# [OFF] France-five

## Tsukusa

Pour ceux qui ne connaissent pas: 

http://www.francefive.com

Vous allez voir c'est trop trop bien ...  :Wink: 

----------

## Trevoke

C'est une blague rassure-moi ?

----------

## rom

C'est un peu la journée du grave on dirait...

----------

## jpwalker

Alors là ! Impressionné !! J'avais jamais vu ça  :Shocked: 

 :Rolling Eyes:  What it is a what ?!?!

----------

## _Seth_

Whaou terrible !!!

 :Very Happy:  Ca fait du bien de rigoler un peu   :Laughing: 

----------

## Tsukusa

 *Trevoke wrote:*   

> C'est une blague rassure-moi ?

 

Non pas du tout ...

La semaine prochaine je vous présenterai le groupe japonais Yatta ...   :Laughing: Last edited by Tsukusa on Tue Oct 26, 2004 4:06 pm; edited 1 time in total

----------

## Trevoke

Yatta par contre, _c'est_ une blague. C'est une chanson par un groupe de comiques...

----------

## Tsukusa

 *Trevoke wrote:*   

> Yatta par contre, _c'est_ une blague. C'est une chanson par un groupe de comiques...

 

Heu bah oui ...

Mais moi j'aime bien France Five. Les japonais aussi d'ailleurs. Je trouve ca plutot relaxant de bien rigoler devant du ridicule.
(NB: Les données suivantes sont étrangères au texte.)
PR #349, opened 2023-05-26
Timeslide validation

alecgunny:
Has been rebased on top of the current `batch-augmentor` branch, will rebase to `main` and add some tests once that gets merged so the diff is more obvious

### DIFF
--- a/projects/sandbox/train/train/train.py
+++ b/projects/sandbox/train/train/train.py
@@ -1,34 +1,19 @@
+import logging
 from pathlib import Path
-from typing import Literal, Optional
+from typing import Optional
 
-import h5py
-import numpy as np
-from train.data_structures import AframeInMemoryDataset
-from train.utils import prepare_augmentation, split
-from train.validation import BackgroundAUROC, GlitchRecall, Recorder, Validator
+from train import utils as train_utils
+from train import validation as valid_utils
+from train.data_structures import (
+    AframeInMemoryDataset,
+    GlitchSampler,
+    SnrRescaler,
+    SnrSampler,
+)
 
 from aframe.architectures import Preprocessor
 from aframe.logging import configure_logging
 from aframe.trainer import trainify
-
-
-def load_background(background_dir: Path):
-    # load in the data from the first segment in the background directory
-    try:
-        background_dataset = next(background_dir.iterdir())
-    except StopIteration:
-        raise ValueError(
-            f"No files in background data directory {background_dir}"
-        )
-    background = []
-
-    with h5py.File(background_dataset, "r") as f:
-        ifos = list(f.keys())
-        for ifo in ifos:
-            hoft = f[ifo][:]
-            background.append(hoft)
-        t0 = f[ifo].attrs["x0"]
-    return np.stack(background), ifos, t0
 
 
 # note that this function decorator acts both to
@@ -46,31 +31,31 @@ def main(
     waveform_dataset: Path,
     outdir: Path,
     logdir: Path,
-    # data generation args
-    glitch_prob: float,
-    waveform_prob: float,
-    glitch_downweight: float,
-    snr_thresh: float,
-    kernel_length: float,
-    sample_rate: float,
+    # optimization args
     batch_size: int,
+    batches_per_epoch: int,
+    snr_thresh: float,
     max_min_snr: float,
-    min_min_snr: float,
     max_snr: float,
     snr_alpha: float,
     snr_decay_steps: int,
+    # data args
+    sample_rate: float,
+    kernel_length: float,
+    fduration: float,
     highpass: float,
+    # augmentation args
+    glitch_prob: float,
+    waveform_prob: float,
+    glitch_downweight: float,
     swap_frac: float = 0.0,
     mute_frac: float = 0.0,
-    batches_per_epoch: Optional[int] = None,
-    # preproc args
-    fduration: Optional[float] = None,
     trigger_distance: float = 0,
     # validation args
     valid_frac: Optional[float] = None,
     valid_stride: Optional[float] = None,
-    monitor_metric: Literal["background", "glitch"] = "glitch",
-    threshold: float = 1.0,
+    max_fpr: float = 1e-3,
+    valid_livetime: float = (3600 * 12),
     early_stop: Optional[int] = None,
     checkpoint_every: Optional[int] = None,
     # misc args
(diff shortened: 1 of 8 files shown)


projects/sandbox/train/train/validation.py
```diff
@@ -245,299 +50,220 @@ class Recorder:
...
-        glitch_preds = self.get_predictions(self.glitch_loader, model)
-        signal_preds = self.get_predictions(self.signal_loader, model)
-
-        return self.recorder(
-            model, train_loss, background_preds, glitch_preds, signal_preds
-        )
+        model.eval()
+        self._injection_idx = 0
+
+        # do the 0-shift inference manually since
```
EthanMarx, line 228: Probably should just skip the 0-shift right. We are collecting background so no need in obfuscating that. Also, in general, may be some signals hidden there.

projects/sandbox/train/train/validation.py
```diff
@@ -245,299 +50,220 @@ class Recorder:
...
-    background[num_h1:-num_coinc, 1] = l1_glitches[:, slc]
-    background[-num_coinc:] = coinc[:, :, slc]
+    def __post_init__(self):
+        self.auroc = BinaryAUROC(max_fpr=self.max_fpr)
+        self.duration = self.background.shape[-1] / self.sample_rate
+        self.kernel_size = int(self.kernel_length * self.sample_rate)
+        self.stride_size = int(self.stride * self.sample_rate)
+        self.pool_size = int(self.pool_length / self.stride)
+
+        integration_size = int(self.integration_length * self.sample_rate)
```
EthanMarx, line 139: This should be `int(self.integration_length * inference_sampling_rate)` (where `inference_sampling_rate = (1 / stride)` right?

EthanMarx:
Wan't to make sure I have this right based on the parameters you've chosen:

`valid_stride = 0.5` -->  `inference_sampling_rate` at 2 Hz.
`injection_stride = 4` --> Signals are injected every 4 seconds. So, for each signal we get 8 predictions, but, given our `inference_sampling_rate`, at most 2 of these predictions contain the coalescence time.
`integration_length = 1` --> With `inference_sampling_rate` of 2 Hz we are basically averaging every 2 predictions, which is the number we expect to get with the coalescence time in the window for each signal. 
`pool_length = 4` --> max pooling every 4 seconds. Presumably (or ideally) the two samples where the coalescence time is in the window will be the values pooled to.

projects/sandbox/train/train/utils.py
```diff
@@ -53,110 +35,137 @@ def split(X: Tensor, frac: float, axis: int) -> Tuple[Tensor, Tensor]:
...
-):
-    # build a glitch sampler from a pre-saved bank of
-    # glitches which will randomly insert them into
-    # either or both interferometer channels
-    glitch_dict = {}
-    valid_glitches_list = []
+def get_background(background_dir: Path):
+    # load in the data from the first segment in the background directory
+    try:
+        background_dataset = next(background_dir.iterdir())
```
EthanMarx, line 41: Can we confirm that these come sorted?

projects/sandbox/train/train/validation.py
alecgunny: Oh wow yeah great catch

alecgunny:
@EthanMarx your understanding is correct except for the signal portion. I don't do something like our test-time injections where I inject into the timeseries then window that timeseries. I just take the batch of already-windowed background data and then downsample it by a factor of `injection_stride // stride` (aka `injection_stride * inference_sampling_rate`) so that signals are effectively `injection_stride` apart. So for the injection batches, there's _always_ a signal in the prediction and therefore no need to pool.

projects/sandbox/train/train/utils.py
alecgunny: I don't think they do but since we only download one training background segment for now it shouldn't be a problem. But this should definitely be made more general when we overhaul the data picture.

projects/sandbox/train/train/validation.py
alecgunny: Yeah true great call

projects/sandbox/train/train/validation.py
```diff
@@ -245,299 +50,220 @@ class Recorder:
...
+        preds = torch.nn.functional.max_pool1d(
+            preds, self.pool_size, stride=self.pool_size
+        )
+        return preds[0, 0]
 
+    def inject(self, X: torch.Tensor) -> torch.Tensor:
+        X = X[:: self._injection_step]
+        start = self._injection_idx
+        stop = start + len(X)
+        waveforms = self.waveforms[start:stop]
```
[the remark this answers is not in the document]
alecgunny: Oh man... yeah they definitely weren't, should be updated now

projects/sandbox/train/train/validation.py
```diff
@@ -245,299 +50,218 @@ class Recorder:
...
-    start = h1_glitches.shape[-1] // 2 - kernel_size // 2
-    slc = slice(start, start + kernel_size)
+    def __post_init__(self):
+        self.auroc = BinaryAUROC(max_fpr=self.max_fpr)
+        self.duration = self.background.shape[-1] / self.sample_rate
+        self.kernel_size = int(self.kernel_length * self.sample_rate)
+        self.stride_size = int(self.stride * self.sample_rate)
+        self.pool_size = int(self.pool_length / self.stride)
+
+        integration_size = int(self.integration_length * self.stride)
```
EthanMarx, line 139: Making sure this doesn't slip by: this should be `int(self.integration_length / stride)` right?

EthanMarx:
Okay got it I see the logic now. So we get one prediction per signal where the signal lies in the center of the kernel

projects/sandbox/train/train/validation.py
alecgunny: Yup, this busted the first run after this push 😑

projects/sandbox/train/train/train.py
```diff
@@ -228,92 +212,115 @@ def main(
...
+    augmentor = augmentor.to(device)
 
-    # create full training dataloader
+    # Create full training dataloader.
+    # Use waveform dataset to dictate what
+    # an "epoch" should be, adding a factor
+    # to account for our sky parameter sampling
+    # and to balance compute vs. validation resolution
+    waveforms_per_batch = batch_size * waveform_prob
+    batches_per_epoch = 4 * len(waveforms) / waveforms_per_batch
```
wbenoit26, line 323: This needs to be an `int`

projects/sandbox/train/train/utils.py
```diff
@@ -35,113 +35,122 @@ def split(X: Tensor, frac: float, axis: int) -> Tuple[Tensor, Tensor]:
...
-    full_duration = train_stop - train_start
-    if valid_frac is not None:
-        train_duration = (1 - valid_frac) * full_duration
-        valid_start = train_start + train_duration
-    else:
-        train_duration = full_duration
 
+def get_glitches(
+    glitch_dataset: Path, ifos: List[str], end_time: Optional[float] = None
+) -> GlitchSampler:
```
wbenoit26, line 59: This doesn't actually return a `GlitchSampler`

alecgunny: Good catch, fixed

projects/sandbox/train/train/train.py
alecgunny: Ah had this fixed in another branch, great catch

PR #352, opened 2023-06-02
Mdc data updates

alecgunny:
I _think_ this should be everything we need to train on something like the MDC data. It implements:
- Chunked dataloading across multiple files, which is ~10x faster than using a vanilla torch Dataset with multiprocessing
- Local whitening using the previous `kernel_length - (fduration + 1)` seconds worth of data to fit a PSD, which is then applied to the last `fduartion + 1` seconds of the kernel before slicing off `fduration / 2` seconds at the edges.
- Getting rid of glitch sampling for the time being since it complicates the picture a bit (mostly around getting the data to do a run)

The only major remaining question is how with respect to which PSD do we want to measure the SNR for rescaling? One option that would rearrange things conceptually, but would be clean-ish from an implementation standpoint, would be to implement the PSD calculator as a separate module that gets computed in the `Augmentor`, and which is then used to rescale each of the sampled waveforms. This batch of PSDs would then need to be returned by the data generator so that the `Preprocessor` could use it to apply whitening (or we could build this into the `Augmentor` as well). At export time, we would just instantiate a new PSD calculator and whitener and build these into the ensemble on the server side.


EthanMarx:
I think a separate PSD calculator module makes sense, since it can be used for both whitening and snr rescaling. Is that what you were suggesting above? Also, is this not just the  `SpectralDensity` transform in `ml4gw`?

alecgunny:
@EthanMarx ok cool, implemented things that way. It's more or less the same, but there's some extra stuff for interpolating to the data's kernel length and limiting its impulse response/highpass filtering.

projects/sandbox/train/train/validation.py
```diff
@@ -117,9 +118,13 @@ class Validator:
     tracker: LocalTracker
     background: torch.Tensor
     waveforms: torch.Tensor
+    asd_estimator: Callable
+    whitener: Callable
```
EthanMarx, line 122: Where exactly is the validation data whitened? It doesn't look like this is used anywhere.

alecgunny: Yeah good catch this was screwing things up, should be fixed now

projects/sandbox/export/export.py
```diff
@@ -103,22 +105,24 @@ def export(
...
     logging.info(f"Loading parameters from {weights}")
     state_dict = torch.load(weights, map_location="cpu")
     nn.load_state_dict(state_dict)
-    kernel_length = preprocessor.whitener.kernel_length.item()
-    logging.info(
-        f"Model will be exported with input kernel length of {kernel_length}s"
-    )
     nn.eval()
 
+    background_length = kernel_length - (fduration + 1)
```
EthanMarx, line 116: Going to suggest that we parameterize by 
`background_length` (amount of data used for calculating PSD), `inference_window_length` (amount of whitened data fed to the ResNet model) and `fduration`. 
So that `kernel_length = background_length + inference_window_length + fduration`.

EthanMarx:
Closing as updates here were merged with #361

PR #367, opened 2023-07-17
Chunked glitch loader

EthanMarx:
Adds out of memory glitch loader, based off ml4gw/ml4gw#59. 

The glitch generation project will now save individual glitch files for each ifo, for each segment. The glitch loader will load in chunks of glitches from these files, and yield batches of glitches of size `glitch_prob * batch_size` for each ifo from these chunks. 

TODO:

- [ ] Add some sort of caching so we don't have to rerun glitch project
- [x] Incorporate into training pipeline
- [ ] tests


EthanMarx:
Have a training run going with these additions and seems to be learning. Seeing throughput of ~1300 samples/s on dgx which I think is slower by about 600 samples/s. Worth finding out where that bottleneck comes from.

EthanMarx:
@alecgunny @wbenoit26 was hoping to get some feedback:

In the code I currently have implemented, the glitch project will query `training_psd_length + 2 * kernel_length + fduration` seconds of data for each glitch. (This extra kernel_length factor is to ensure we can sample the `t0` of the glitch at both the front and end of the kernel). One drawback is that if we wan't to change the `training_psd_length` we have to re run the glitch project. I think we'll eventually arrive at a `training_psd_length` that we stick with, but until we get there we may wan't to try out a few. More importantly, this requires us to save more data to disk and waste gpu memory carrying around `training_psd_length` of data for each glitch. 

An alternative approach I (unfortunately) just thought of, is to just whiten `t0 - kernel_length` to `t0 + kernel_length` for all of the glitches up front in the glitch generation project, and then insert them into the batches as we've done before. This would remove the extra `training_psd_length` of data we keep around on disk, and eventually have to get on to GPU. Im not sure if this reduction in data removes the necessity of the asynchronous `GlitchLoader`, since we are now analyzing much longer stretches of data and thus will have many more glitches. 

Anyways, curious to hear thoughts / if i overlooked anything

wbenoit26:
Would you mind rebasing this on top of `mdc-dev`? It's hard to tell what all the changes are. The latter idea you suggested makes sense to me conceptually, but what about the idea of weighting glitch indices in the background data more heavily? Is the concern that we'll have glitches that aren't in the background?

EthanMarx:
Yeah can rebase. Now that we have the chunked data loader for background segments, we no longer need to generate glitches outside of the background segments. 

The problem with the index over sampling is mostly difficulty implementing it with the chunked data loader. It can be done, but would require significant reworking of the loader in ml4gw. I found this solution simpler.

PR #373, opened 2023-07-21
Validation fixes

alecgunny:
Adding multiple-view inference on signals and commenting our SNR thresholding right now during validation. Also fixes a couple bugs to get training running and reduces batch size to be able to fit the 1.5s kernel on a V100, and increases batches per epoch to balance out the longer validation time.

Need to do some actual testing to make sure my implementation is doing what I think it does. It seems to be correct, but the convergence behavior is very different. This is also very possibly because of the different kernel size/hyperparameters, so will be worth tracking these things down before launching a hyperparameter search run.

### DIFF
--- a/projects/sandbox/pyproject.toml
+++ b/projects/sandbox/pyproject.toml
@@ -139,7 +139,7 @@ highpass = "${base.minimum_frequency}"
 psd_length = "${base.training_psd_length}"
 
 # augmentation args
-trigger_distance = -0.5
+trigger_distance = -0.75
 waveform_prob = 0.5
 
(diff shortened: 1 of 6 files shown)


EthanMarx:
Is there a reason we need to comment out SNR thresholding? I would expect setting the threshold to 0 would just keep all the waveforms

alecgunny:
@EthanMarx yeah the issue is that we also use that same threshold as the min for our SNR sampling distribution. On the one hand coupling these _sort of_ makes sense but maybe it's more sensible to introduce a separate arg for this

PR #374, opened 2023-07-23
Chunked glitch loader

EthanMarx:
Adds a chunked glitch loader


projects/sandbox/train/train/train.py
```diff
@@ -322,6 +326,25 @@ def main(
...
+
+    # find glitch paths and initiate glitch loader
+    glitch_paths = {}
+    for ifo in ifos:
+        ifo_dir = glitch_dir / ifo
+        glitch_paths[ifo] = list(ifo_dir.iterdir())
+
+    glitch_loader = ChunkedGlitchDataset(
+        reads_per_chunk=10,
+        batches_per_chunk=int(batches_per_epoch / 4),
```
wbenoit26, line 339: Does the denominator need to match `chunks_per_epoch` below?

EthanMarx: Yeah I think `batches_per_chunk * chunks_per_epoch` (i.e. batches_per_epoch) should be the same for both the `background_loader` and `glitch_loader`

projects/sandbox/train/train/train.py
```diff
@@ -44,6 +46,8 @@ def main(
     highpass: float,
     # augmentation args
     waveform_prob: float,
+    glitch_prob: float,
```
wbenoit26, line 49: For consistency, I think we should rename this to `glitch_frac`, as we now have a guaranteed number of glitches per batch

wbenoit26:
No issues with the functionality that I can see. I am going to request that you update the docstrings in `background.py` and `glitches.py` to reflect any new/removed arguments and any changes to returned values.

wbenoit26:
Nice, looks good. What are your thoughts on tests? I know we need to redo the training tests, so do you want to add tests for this stuff when that happens?

EthanMarx:
Yeah I think adding tests to the train project will happen when we migrate the `ml4gw` `Whitener` and `ChunkedDataset`. So maybe this should wait til then, rebase, and add tests for all of these features together.

EthanMarx:
closing in favor of #462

"France Five transmutation"

Je sors? (désolé je suis un noob et j'ai pas encore l'habitude de savoir quand il faut sortir ou pas)

----------

## Trevoke

T'occupe moi j'habite aux US et j'ai meme pas trouve la porte  :Smile: 

.. Tu vois.. la, je   :Arrow:  .

Je suis pas un gros fana du genre bourrin boulet pataud... "Regarde, nous on est francais, on peut faire comme teh americains!" ... "heu ouais mais c'est japo-- " "ta yeule" ...

----------

## fafounet

Encore des mecs qui ont trop regardé les bitoman (http://www.bitoman.net/ pour ceux qui ne connaissent pas)

----------

## rom

Toujours moins bien qu'les Ricains...

http://www.bibleman.com/

----------

## kwenspc

j'ai beau connaitre la personne qui a fait la musique de certains episodes (au moins les 2 derniers il me semble) j'ai jamais eu la curiosité de les regarder.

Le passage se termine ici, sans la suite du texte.